- **Task**
Work through the records that follow and return each line containing the word "functions".

═════ Provided entries

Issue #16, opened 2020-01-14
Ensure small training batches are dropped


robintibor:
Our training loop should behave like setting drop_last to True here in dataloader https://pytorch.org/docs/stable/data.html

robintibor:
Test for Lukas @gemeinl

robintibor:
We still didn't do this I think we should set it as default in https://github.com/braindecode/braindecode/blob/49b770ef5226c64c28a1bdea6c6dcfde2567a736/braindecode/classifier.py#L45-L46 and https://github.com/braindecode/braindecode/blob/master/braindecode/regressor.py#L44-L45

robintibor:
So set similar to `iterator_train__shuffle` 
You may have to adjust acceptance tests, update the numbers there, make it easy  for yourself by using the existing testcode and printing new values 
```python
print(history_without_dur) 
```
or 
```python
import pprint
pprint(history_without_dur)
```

══════════
═════ Provided entries

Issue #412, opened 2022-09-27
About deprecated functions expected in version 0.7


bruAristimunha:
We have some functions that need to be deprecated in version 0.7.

══════════
═════ Provided entries

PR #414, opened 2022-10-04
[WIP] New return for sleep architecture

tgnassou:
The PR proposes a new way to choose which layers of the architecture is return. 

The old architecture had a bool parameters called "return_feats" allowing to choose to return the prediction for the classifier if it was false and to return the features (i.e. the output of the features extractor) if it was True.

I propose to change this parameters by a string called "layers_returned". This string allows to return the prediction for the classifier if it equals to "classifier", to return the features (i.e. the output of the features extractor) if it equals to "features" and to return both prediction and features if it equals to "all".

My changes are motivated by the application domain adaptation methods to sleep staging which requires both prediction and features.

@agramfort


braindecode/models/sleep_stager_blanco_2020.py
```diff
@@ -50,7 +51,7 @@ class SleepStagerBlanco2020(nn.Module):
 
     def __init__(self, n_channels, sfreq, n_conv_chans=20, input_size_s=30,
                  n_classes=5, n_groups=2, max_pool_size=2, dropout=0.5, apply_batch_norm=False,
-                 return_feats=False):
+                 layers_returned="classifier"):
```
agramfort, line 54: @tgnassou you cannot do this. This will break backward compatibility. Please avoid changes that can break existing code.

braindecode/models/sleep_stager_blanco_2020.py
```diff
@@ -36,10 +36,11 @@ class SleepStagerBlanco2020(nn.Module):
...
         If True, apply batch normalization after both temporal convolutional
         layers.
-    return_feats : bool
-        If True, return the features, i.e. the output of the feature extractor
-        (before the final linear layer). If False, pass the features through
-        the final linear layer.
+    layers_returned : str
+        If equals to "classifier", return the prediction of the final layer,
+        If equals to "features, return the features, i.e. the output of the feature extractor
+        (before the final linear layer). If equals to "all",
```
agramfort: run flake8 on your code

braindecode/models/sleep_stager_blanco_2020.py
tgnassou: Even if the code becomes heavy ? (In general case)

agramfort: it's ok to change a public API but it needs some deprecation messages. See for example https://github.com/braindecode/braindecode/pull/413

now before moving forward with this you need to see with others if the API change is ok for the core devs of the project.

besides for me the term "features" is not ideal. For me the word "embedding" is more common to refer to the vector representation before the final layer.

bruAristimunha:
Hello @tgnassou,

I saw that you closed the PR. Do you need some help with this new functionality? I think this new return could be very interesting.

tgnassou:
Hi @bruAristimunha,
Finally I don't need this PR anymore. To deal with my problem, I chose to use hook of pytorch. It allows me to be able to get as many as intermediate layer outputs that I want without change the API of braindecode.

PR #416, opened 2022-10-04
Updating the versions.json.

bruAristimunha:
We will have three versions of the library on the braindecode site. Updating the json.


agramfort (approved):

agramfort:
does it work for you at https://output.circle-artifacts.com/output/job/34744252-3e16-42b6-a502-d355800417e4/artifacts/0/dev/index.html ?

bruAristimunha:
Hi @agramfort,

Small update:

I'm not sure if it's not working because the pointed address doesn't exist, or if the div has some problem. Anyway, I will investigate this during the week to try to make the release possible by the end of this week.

══════════

- **Task result**
About deprecated functions expected in version 0.7
We have some functions that need to be deprecated in version 0.7.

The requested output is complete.